### INSTRUCTIONS FOR THE TASK
What is the number of lines in the data below that contain "tests"? Reply with the number only.

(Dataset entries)
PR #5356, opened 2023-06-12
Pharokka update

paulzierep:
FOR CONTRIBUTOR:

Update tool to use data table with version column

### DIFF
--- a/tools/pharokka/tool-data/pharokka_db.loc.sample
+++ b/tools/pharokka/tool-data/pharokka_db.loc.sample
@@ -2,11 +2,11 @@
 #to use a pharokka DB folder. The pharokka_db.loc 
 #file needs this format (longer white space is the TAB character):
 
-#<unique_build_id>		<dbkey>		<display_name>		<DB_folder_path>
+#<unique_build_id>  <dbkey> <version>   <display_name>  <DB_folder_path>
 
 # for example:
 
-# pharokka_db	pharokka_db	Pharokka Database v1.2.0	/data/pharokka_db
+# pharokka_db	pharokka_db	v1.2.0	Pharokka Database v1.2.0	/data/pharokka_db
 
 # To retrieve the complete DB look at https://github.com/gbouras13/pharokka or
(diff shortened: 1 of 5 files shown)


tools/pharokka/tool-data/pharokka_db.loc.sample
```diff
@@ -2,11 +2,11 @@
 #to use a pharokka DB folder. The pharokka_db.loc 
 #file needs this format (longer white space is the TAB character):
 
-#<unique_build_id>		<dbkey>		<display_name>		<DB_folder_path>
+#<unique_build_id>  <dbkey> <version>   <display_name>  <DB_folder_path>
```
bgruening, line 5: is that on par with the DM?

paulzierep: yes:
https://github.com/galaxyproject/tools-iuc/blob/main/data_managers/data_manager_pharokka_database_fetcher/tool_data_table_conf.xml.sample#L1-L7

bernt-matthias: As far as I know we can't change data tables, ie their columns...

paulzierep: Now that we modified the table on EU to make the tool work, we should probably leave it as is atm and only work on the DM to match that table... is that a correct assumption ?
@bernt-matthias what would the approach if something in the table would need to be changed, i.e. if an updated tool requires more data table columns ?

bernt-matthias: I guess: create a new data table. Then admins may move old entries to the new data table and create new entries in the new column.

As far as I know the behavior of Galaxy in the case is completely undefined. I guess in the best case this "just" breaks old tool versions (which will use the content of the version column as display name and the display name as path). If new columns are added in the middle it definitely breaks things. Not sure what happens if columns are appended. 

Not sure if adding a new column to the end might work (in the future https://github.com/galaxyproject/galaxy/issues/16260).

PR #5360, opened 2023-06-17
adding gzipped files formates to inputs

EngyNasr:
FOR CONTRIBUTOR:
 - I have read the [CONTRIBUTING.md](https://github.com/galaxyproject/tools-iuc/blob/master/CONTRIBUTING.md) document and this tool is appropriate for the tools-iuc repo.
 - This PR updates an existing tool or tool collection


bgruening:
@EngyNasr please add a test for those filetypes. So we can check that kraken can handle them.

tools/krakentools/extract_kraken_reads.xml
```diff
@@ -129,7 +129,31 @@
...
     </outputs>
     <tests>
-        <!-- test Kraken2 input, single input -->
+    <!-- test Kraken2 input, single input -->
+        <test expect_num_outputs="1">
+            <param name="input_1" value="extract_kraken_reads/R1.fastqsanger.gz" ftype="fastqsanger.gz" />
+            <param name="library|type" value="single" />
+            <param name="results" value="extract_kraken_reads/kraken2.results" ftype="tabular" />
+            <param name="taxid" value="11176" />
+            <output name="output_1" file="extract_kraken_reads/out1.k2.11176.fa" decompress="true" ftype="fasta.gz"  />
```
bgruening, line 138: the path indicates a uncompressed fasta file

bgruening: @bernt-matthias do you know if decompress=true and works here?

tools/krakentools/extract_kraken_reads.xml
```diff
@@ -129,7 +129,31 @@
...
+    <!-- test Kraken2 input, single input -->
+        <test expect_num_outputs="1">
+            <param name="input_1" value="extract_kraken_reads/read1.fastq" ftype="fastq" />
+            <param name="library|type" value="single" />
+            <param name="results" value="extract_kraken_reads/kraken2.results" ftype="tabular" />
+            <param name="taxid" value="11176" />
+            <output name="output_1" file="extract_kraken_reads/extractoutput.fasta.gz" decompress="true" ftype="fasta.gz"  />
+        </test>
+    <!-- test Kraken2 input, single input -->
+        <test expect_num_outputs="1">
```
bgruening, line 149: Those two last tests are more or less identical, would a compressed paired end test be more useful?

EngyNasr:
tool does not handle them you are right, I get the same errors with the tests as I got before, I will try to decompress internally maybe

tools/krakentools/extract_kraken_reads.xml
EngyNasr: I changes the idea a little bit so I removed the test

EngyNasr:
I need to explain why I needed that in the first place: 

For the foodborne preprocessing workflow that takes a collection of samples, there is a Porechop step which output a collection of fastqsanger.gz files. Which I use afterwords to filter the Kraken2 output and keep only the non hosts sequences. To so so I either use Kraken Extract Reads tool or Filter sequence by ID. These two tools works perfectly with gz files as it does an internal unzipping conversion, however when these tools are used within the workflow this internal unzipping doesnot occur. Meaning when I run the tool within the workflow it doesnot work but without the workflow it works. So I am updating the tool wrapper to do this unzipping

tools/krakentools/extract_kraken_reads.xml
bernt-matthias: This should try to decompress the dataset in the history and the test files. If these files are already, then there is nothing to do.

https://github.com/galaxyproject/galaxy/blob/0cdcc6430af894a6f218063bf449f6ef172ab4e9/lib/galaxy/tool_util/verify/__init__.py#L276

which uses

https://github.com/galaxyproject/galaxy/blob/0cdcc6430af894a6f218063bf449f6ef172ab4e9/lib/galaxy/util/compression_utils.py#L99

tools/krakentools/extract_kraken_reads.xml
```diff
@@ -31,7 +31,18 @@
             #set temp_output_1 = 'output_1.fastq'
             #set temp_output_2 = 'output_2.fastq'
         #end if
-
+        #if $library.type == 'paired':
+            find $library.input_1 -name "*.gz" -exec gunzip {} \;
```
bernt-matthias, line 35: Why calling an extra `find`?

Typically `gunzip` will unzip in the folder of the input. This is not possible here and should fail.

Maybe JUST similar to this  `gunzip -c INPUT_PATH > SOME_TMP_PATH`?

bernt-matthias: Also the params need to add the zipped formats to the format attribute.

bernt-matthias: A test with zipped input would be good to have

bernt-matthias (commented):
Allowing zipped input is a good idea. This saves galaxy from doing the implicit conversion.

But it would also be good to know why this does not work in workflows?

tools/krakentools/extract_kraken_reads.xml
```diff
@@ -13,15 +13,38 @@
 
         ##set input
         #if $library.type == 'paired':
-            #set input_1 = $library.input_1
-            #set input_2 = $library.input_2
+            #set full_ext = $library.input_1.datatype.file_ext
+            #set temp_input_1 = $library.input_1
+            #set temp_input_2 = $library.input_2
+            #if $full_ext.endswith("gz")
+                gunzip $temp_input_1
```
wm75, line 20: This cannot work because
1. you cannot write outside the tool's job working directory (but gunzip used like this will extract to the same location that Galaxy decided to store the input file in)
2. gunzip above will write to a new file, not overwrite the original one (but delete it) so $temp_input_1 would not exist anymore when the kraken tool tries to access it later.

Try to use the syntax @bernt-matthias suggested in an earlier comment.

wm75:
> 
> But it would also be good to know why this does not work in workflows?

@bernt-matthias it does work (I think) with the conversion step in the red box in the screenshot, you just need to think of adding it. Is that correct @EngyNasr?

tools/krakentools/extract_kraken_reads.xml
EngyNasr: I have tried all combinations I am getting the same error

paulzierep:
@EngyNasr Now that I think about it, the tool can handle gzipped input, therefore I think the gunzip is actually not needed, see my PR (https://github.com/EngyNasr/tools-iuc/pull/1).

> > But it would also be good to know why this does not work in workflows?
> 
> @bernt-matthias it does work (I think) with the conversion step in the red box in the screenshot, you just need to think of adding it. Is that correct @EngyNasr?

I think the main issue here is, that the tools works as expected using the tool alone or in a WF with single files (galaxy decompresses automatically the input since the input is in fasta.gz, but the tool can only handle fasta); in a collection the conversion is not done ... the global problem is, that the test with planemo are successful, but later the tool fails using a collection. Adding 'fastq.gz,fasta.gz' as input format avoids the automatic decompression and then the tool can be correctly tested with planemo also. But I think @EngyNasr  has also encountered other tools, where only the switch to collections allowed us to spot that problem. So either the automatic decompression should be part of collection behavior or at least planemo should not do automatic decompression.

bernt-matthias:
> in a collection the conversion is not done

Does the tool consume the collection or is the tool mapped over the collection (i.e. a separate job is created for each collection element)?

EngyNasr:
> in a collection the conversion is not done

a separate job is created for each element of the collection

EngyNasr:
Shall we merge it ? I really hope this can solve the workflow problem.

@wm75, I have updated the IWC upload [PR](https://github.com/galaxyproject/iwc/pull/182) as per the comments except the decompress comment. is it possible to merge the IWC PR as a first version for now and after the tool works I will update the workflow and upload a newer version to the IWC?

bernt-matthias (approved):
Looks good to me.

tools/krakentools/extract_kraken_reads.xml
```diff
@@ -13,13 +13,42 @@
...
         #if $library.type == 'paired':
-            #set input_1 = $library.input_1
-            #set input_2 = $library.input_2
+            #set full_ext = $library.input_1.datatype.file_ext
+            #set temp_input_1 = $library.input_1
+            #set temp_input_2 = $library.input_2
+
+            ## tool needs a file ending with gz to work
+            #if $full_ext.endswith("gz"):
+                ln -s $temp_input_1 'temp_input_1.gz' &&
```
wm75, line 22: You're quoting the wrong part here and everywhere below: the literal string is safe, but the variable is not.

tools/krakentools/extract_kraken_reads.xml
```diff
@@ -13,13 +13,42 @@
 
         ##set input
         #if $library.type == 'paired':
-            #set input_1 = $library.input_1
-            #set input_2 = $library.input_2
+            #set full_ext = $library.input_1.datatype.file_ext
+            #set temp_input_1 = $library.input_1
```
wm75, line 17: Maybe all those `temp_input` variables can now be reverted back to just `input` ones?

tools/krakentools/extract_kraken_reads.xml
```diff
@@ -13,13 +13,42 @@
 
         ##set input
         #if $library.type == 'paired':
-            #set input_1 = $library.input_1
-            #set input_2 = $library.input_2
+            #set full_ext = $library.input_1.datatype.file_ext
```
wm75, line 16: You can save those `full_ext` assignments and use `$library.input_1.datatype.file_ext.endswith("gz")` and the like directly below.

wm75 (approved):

### SOLUTION TO THE PROBLEM
3